Let's say I have a stochastic optimization problem of the type ($x \in \mathbb{R}^n$):
$$J(x,t)= \max_u E\bigg [\int_t^{+\infty} g(x,u)e^{-\rho s}ds\bigg]$$ The SHJB equation for this is ($J$ is the value function, $\mu (x,t,u)$ is the drift, I'm assuming constant $\sigma$ and $\nu = \sigma \sigma'$). $$\rho J = \max_{u} \bigg [ g + \langle \mu, \nabla J \rangle + \frac{1}{2}\sum_{ij}\frac{\partial^2 J}{\partial x_i \partial x_j}\nu_{ij}\bigg]$$ But with what boundary conditions am I supposed to solve this for infinite horizon? Even for the one dimensional case, is it a Cauchy problem? What's the initial condition?

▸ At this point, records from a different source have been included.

PR #2741, opened 2025-04-03
#2728 - Truncate long message in chat

### LINKED ISSUE #2728: Truncate long messages in chat
### Problem

Messages can be very long (vertically). This can make it difficult to skim a large number of messages if a single message takes up the entire screen (or more).

### Solution

Detect whether a message is taking more than a certain amount of vertical space. Check how for example, Slack and/or Discord handle long messages at different window heights. Do they do it by a fixed pixel amount, or a percentage of the viewport area?

Then if it does exceed that length, encapsulate it inside of a container with a "show more" button, that when clicked expands the viewport to display the full message, and then turns into a "collapse" button to shrink it back down again.

SebinSong:
closes #2728 

**[ screenshot1 - very large text only message ]**

<br><br>

**[ screenshot2 - large message due to big images ]**

truncated_attachment

<br><br>

**[ screenshot3 - large markdown ]**

long-content-by-markdown

<br><br>

**[ screenshot4 - large chat-poll ]**

truncated_large-poll

---
@taoeffect 
regarding the 'show more/less' button design, my initial attempt was to make it as a button on a linear-gradient background, which is similar to the example video you posted [here](https://github.com/okTurtles/group-income/issues/2728#issuecomment-2762200769).
This looked fine for a dark background just like in the video, but could not really find gradient style that looks presentable enough for the light-theme of the app(No matter what I tried, they all looked ugly). So I changed to the current one.
This is the best I could come up with but if you would like another design, maybe we could discuss it with a new designer the company will have. Then I can come back to update this in the future.

### DIFF
--- a/frontend/utils/constants.js
+++ b/frontend/utils/constants.js
@@ -22,8 +22,8 @@ export const KILOBYTE = 1 << 10
 export const MEGABYTE = 1 << 20
 export const CHAT_ATTACHMENT_SIZE_LIMIT = 30 * MEGABYTE // in byte.
 export const IMAGE_ATTACHMENT_MAX_SIZE = 400 * KILOBYTE // 400KB
-export const CHAT_LONG_MESSAGE_HEIGHT_THRESHOLD_DESKTOP = 750 * 2 // in px
-export const CHAT_LONG_MESSAGE_HEIGHT_THRESHOLD_MOBILE = 750 * 3 // The value of mobile is more tolerant considering smaller screen size.
+export const CHAT_LONG_MESSAGE_HEIGHT_THRESHOLD_DESKTOP = 750 * 1.5 // in px
+export const CHAT_LONG_MESSAGE_HEIGHT_THRESHOLD_MOBILE = 750 * 2 // The value of mobile is more tolerant considering smaller screen size.
 
 export const TextObjectType = {
   Text: 'TEXT',
--- a/frontend/utils/constants.js
+++ b/frontend/utils/constants.js
@@ -22,6 +22,8 @@ export const KILOBYTE = 1 << 10
 export const MEGABYTE = 1 << 20
 export const CHAT_ATTACHMENT_SIZE_LIMIT = 30 * MEGABYTE // in byte.
 export const IMAGE_ATTACHMENT_MAX_SIZE = 400 * KILOBYTE // 400KB
+export const CHAT_LONG_MESSAGE_HEIGHT_THRESHOLD_DESKTOP = 750 * 2 // in px
+export const CHAT_LONG_MESSAGE_HEIGHT_THRESHOLD_MOBILE = 750 * 3 // The value of mobile is more tolerant considering smaller screen size.
 
 export const TextObjectType = {
   Text: 'TEXT',
--- a/frontend/utils/constants.js
+++ b/frontend/utils/constants.js
@@ -22,8 +22,8 @@ export const KILOBYTE = 1 << 10
 export const MEGABYTE = 1 << 20
 export const CHAT_ATTACHMENT_SIZE_LIMIT = 30 * MEGABYTE // in byte.
 export const IMAGE_ATTACHMENT_MAX_SIZE = 400 * KILOBYTE // 400KB
-export const CHAT_LONG_MESSAGE_HEIGHT_THRESHOLD_DESKTOP = 750 * 1.25 // in px
-export const CHAT_LONG_MESSAGE_HEIGHT_THRESHOLD_MOBILE = 750 * 1.5 // The value of mobile is more tolerant considering smaller screen size.
+export const CHAT_LONG_MESSAGE_HEIGHT_THRESHOLD_DESKTOP = 500 * 1.25 // in px
+export const CHAT_LONG_MESSAGE_HEIGHT_THRESHOLD_MOBILE = 500 * 1.5 // The value of mobile is more tolerant considering smaller screen size.
 
 export const TextObjectType = {
   Text: 'TEXT',
--- a/frontend/utils/constants.js
+++ b/frontend/utils/constants.js
@@ -22,8 +22,8 @@ export const KILOBYTE = 1 << 10
 export const MEGABYTE = 1 << 20
 export const CHAT_ATTACHMENT_SIZE_LIMIT = 30 * MEGABYTE // in byte.
 export const IMAGE_ATTACHMENT_MAX_SIZE = 400 * KILOBYTE // 400KB
-export const CHAT_LONG_MESSAGE_HEIGHT_THRESHOLD_DESKTOP = 750 * 1.5 // in px
-export const CHAT_LONG_MESSAGE_HEIGHT_THRESHOLD_MOBILE = 750 * 2 // The value of mobile is more tolerant considering smaller screen size.
+export const CHAT_LONG_MESSAGE_HEIGHT_THRESHOLD_DESKTOP = 750 * 1.25 // in px
+export const CHAT_LONG_MESSAGE_HEIGHT_THRESHOLD_MOBILE = 750 * 1.5 // The value of mobile is more tolerant considering smaller screen size.
 
 export const TextObjectType = {
   Text: 'TEXT',
--- a/frontend/views/containers/chatroom/MessageBase.vue
+++ b/frontend/views/containers/chatroom/MessageBase.vue
@@ -105,14 +105,17 @@
     @unpinFromChannel='$emit("unpin-from-channel")'
   )
 
-  .c-truncate-toggle-container(v-if='ephemeral.truncateToggle.enabled')
+  .c-truncate-toggle-container(
+    v-if='ephemeral.truncateToggle.enabled'
+    :class='{ "should-indent": isTypeText }'
+  )
     button.is-unstyled.c-truncate-toggle(
       :class='{ "is-showing": ephemeral.truncateToggle.isShowingAll }'
       type='button'
       @click.stop='toggleMessageTruncation'
     )
-      i18n(v-if='ephemeral.truncateToggle.isShowingAll') Show less
-      i18n(v-else) Show more
+      i18n.c-btn-text(v-if='ephemeral.truncateToggle.isShowingAll') Show less
+      i18n.c-btn-text(v-else) Show more
       i.icon-angle-down
 </template>
 
@@ -300,15 +303,19 @@ export default ({
 
       if (msgBodyEl) {
         const height = msgBodyEl.clientHeight
-        console.log('!@# msgHeight: ', height)
 
         if (height > threshold) {
           this.ephemeral.truncateToggle.enabled = true
         }
       }
     },
-    toggleMessageTruncation () {
-      this.ephemeral.truncateToggle.isShowingAll = !this.ephemeral.truncateToggle.isShowingAll
+    toggleMessageTruncation (e) {
+      const currentValue = this.ephemeral.truncateToggle.isShowingAll
+      this.ephemeral.truncateToggle.isShowingAll = !currentValue
+
+      if (currentValue) {
+        this.$el.scrollIntoView({ behavior: 'instant' })
+      }
     }
   },
   watch: {
@@ -503,18 +510,11 @@ export default ({
 
 .c-message.has-truncate-toggle {
   padding-bottom: 2.5rem;
-  --c-container-bg: linear-gradient(to bottom, rgba(0, 0, 0, 0) 45%, var(--c-bg-color) 95%);
-  --c-container-bg-opacity: 0.57;
-
-  .is-dark-theme & {
-    --c-container-bg: linear-gradient(to bottom, rgba(0, 0, 0, 0) 27.5%, var(--c-bg-color) 87.5%);
-    --c-container-bg-opacity: 0.825;
-  }
 
   .c-body,
   .c-full-width-body {
     &.is-truncated {
-      max-height: 36rem;
+      max-height: 28rem;
       overflow-y: hidden;
     }
   }
@@ -531,25 +531,36 @@ export default ({
     padding-bottom: 0.5rem;
     pointer-events: none;
 
+    &.should-indent {
+      padding-left: 4.25rem;
+    }
+
     button.c-truncate-toggle {
       z-index: 1;
       pointer-events: initial;
       color: $primary_0;
       font-size: $size_5;
-      padding: 0 1rem;
       display: inline-flex;
       align-items: center;
       justify-content: center;
       column-gap: 6px;
 
-      i {
-        font-size: 1.15em;
+      &:hover,
+      &:focus,
+      &:focus-within {
+        .c-btn-text {
+          text-decoration: underline;
+        }
       }
 
       &.is-showing {
         i {
           transform: rotate(180deg);
         }
+      }
+
+      i {
+        font-size: 1.15em;
       }
     }
   }
--- a/frontend/views/containers/chatroom/MessageBase.vue
+++ b/frontend/views/containers/chatroom/MessageBase.vue
@@ -370,7 +370,6 @@ export default ({
 @import "@assets/style/_variables.scss";
 
 .c-message {
-  --c-bg-color: var(--background_0);
   padding: 0.5rem 1rem;
   scroll-margin: 20px;
 
@@ -411,7 +410,6 @@ export default ({
   }
 
   &:hover {
-    --c-bg-color: var(--general_2);
     background-color: $general_2;
 
     &:not(.pending, .failed) {
--- a/frontend/views/containers/chatroom/MessageBase.vue
+++ b/frontend/views/containers/chatroom/MessageBase.vue
@@ -61,6 +61,7 @@
           :createdAt='datetime'
           :isGroupCreator='isGroupCreator'
           @delete-attachment='deleteAttachment'
+          @image-attachments-render-complete='checkMessageBodyHeight'
         )
 
       .c-failure-message-wrapper
@@ -120,6 +121,7 @@ import {
 } from '~/frontend/utils/constants.js'
 import { OPEN_TOUCH_LINK_HELPER } from '@utils/events.js'
 import { L, LTags } from '@common/common.js'
+import { getFileType } from '@view-utils/filters.js'
 
 export default ({
   name: 'MessageBase',
@@ -180,6 +182,10 @@ export default ({
     ...mapGetters(['userDisplayNameFromID']),
     hasAttachments () {
       return Boolean(this.attachments?.length)
+    },
+    hasImageAttachment () {
+      return Array.isArray(this.attachments) &&
+        this.attachments.some(attachment => getFileType(attachment.mimeType) === 'image')
     },
     isAlreadyPinned () {
       return !!this.pinnedBy
@@ -257,7 +263,7 @@ export default ({
     },
     checkMessageBodyHeight () {
       const msgBodyEl = this.isTypePoll ? this.$refs.msgFullWidthBody : this.$refs.msgBody
-      const threshold = this.chatMainConfig.isMobile
+      const threshold = this.chatMainConfig.isPhone
         ? CHAT_LONG_MESSAGE_HEIGHT_THRESHOLD_MOBILE
         : CHAT_LONG_MESSAGE_HEIGHT_THRESHOLD_DESKTOP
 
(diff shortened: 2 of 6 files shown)


frontend/utils/constants.js
```diff
@@ -22,6 +22,8 @@ export const KILOBYTE = 1 << 10
 export const MEGABYTE = 1 << 20
 export const CHAT_ATTACHMENT_SIZE_LIMIT = 30 * MEGABYTE // in byte.
 export const IMAGE_ATTACHMENT_MAX_SIZE = 400 * KILOBYTE // 400KB
+export const CHAT_LONG_MESSAGE_HEIGHT_THRESHOLD_DESKTOP = 750 * 1.25 // in px
+export const CHAT_LONG_MESSAGE_HEIGHT_THRESHOLD_MOBILE = 750 * 1.5 // The value of mobile is more tolerant considering smaller screen size.
```
SebinSong: Pls let me know if we would love to change these values. As I said in [this comment](https://github.com/okTurtles/group-income/issues/2728#issuecomment-2760700835) too, the physical height of a message is checked against these thresholds when,

 1. the message is initially rendered
 3. below isPhone state in ChatMain.vue changes:

https://github.com/okTurtles/group-income/blob/a11b226e68e98b1a415ed61a31bb54f544a6686c/frontend/views/containers/chatroom/ChatMain.vue#L250-L252

I haven't used `resize` event here for a performance reason (Running the computation for all messages in the chat every time `resize` event is fired would be really bad. Especially if it's a large chatroom)

frontend/views/containers/chatroom/MessageBase.vue
```diff
@@ -236,6 +298,47 @@ export default ({
...
+    }
+  },
+  mounted () {
+    if (
+      this.shouldCheckToTruncate &&
+      // NOTE: If the message has any image attached, defer this check until the <img /> DOMs are rendered.
+      //       (which is detected via 'image-attachments-render-complete' custom event in ChatAttachmentPreview.vue)
+      !this.hasImageAttachment
+    ) {
+      this.determineToEnableTruncationToggle()
```
taoeffect: The "Show more" toggle is determined once when the message is loaded. However, if the message is edited, `determineToEnableTruncationToggle` isn't calculated again.

So if the message is short initially, and then edited to be super long, `Show more` won't appear.

Likewise, if the message is long initially, and then made short, `Show more` won't disappear.

So maybe another watcher or something needs to be added for updating on message edit.

frontend/utils/constants.js
taoeffect: I feel like both of these values are slightly too long. Could you reduce them from `750` to `500`?

frontend/views/containers/chatroom/file-attachment/ChatAttachmentPreview.vue
```diff
@@ -25,6 +25,7 @@
           :src='objectURLList[entryIndex]'
           :alt='entry.name'
           @click='openImageViewer(objectURLList[entryIndex])'
+          @load='onImageLoad(objectURLList[entryIndex])'
```
taoeffect: Above this line is:

```
template(v-if='isForDownload')
  .c-attachment-preview(
    v-for='(entry, entryIndex) in attachmentList'
    :key='entryIndex'
    class='is-download-item'
    tabindex='0'
  )
```

`o3-mini-high` says:

> Using the array index as the key works but may cause issues if the attachment list changes frequently (for example, when items are added or removed).
• If each attachment has a unique identifier (for instance a file ID or manifestCid), consider using that as the key.

I don't know if this needs to be changed, but if it's easy to grab the manifestCid from `entry` feel free to use that as `:key`.

taoeffect (changes requested):
Great work @SebinSong! I respect your editorial decision regarding how to render the "Show more" link. We can keep it the way you've designed for now.

Left some feedback!

frontend/views/containers/chatroom/file-attachment/ChatAttachmentPreview.vue
SebinSong: Good catch. updated.

frontend/views/containers/chatroom/MessageBase.vue
SebinSong: @taoeffect Have implemented this requirement by adding a watcher for `updatedDate` property of the message. By doing so, we can guarantee that the height calculation/comparison is run 'after' the updated message is already reflected(or rendered) to the DOM.

taoeffect:
@SebinSong this is fantastic work! I've tested it and it works great!

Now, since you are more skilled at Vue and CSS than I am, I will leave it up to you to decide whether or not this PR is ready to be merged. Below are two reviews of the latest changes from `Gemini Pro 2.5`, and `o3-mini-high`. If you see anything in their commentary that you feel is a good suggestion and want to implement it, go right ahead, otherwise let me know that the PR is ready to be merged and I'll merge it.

Given I have 4 close votes for lack of context I really ought to add it. I'm looking for a way to approach this equation: https://mathoverflow.net/questions/467627/specific-type-of-pde
This is pretty much unmanageable in multiple dimensions (or isn't it?) but I was trying to solve it in one dimension (and $\rho = 0$): it's a Chini equation with non constant Chini invariant, so I was approaching it with a numerical solver. The shape remains pretty much the same if I vary the initial condition but the numerical values obviously don't.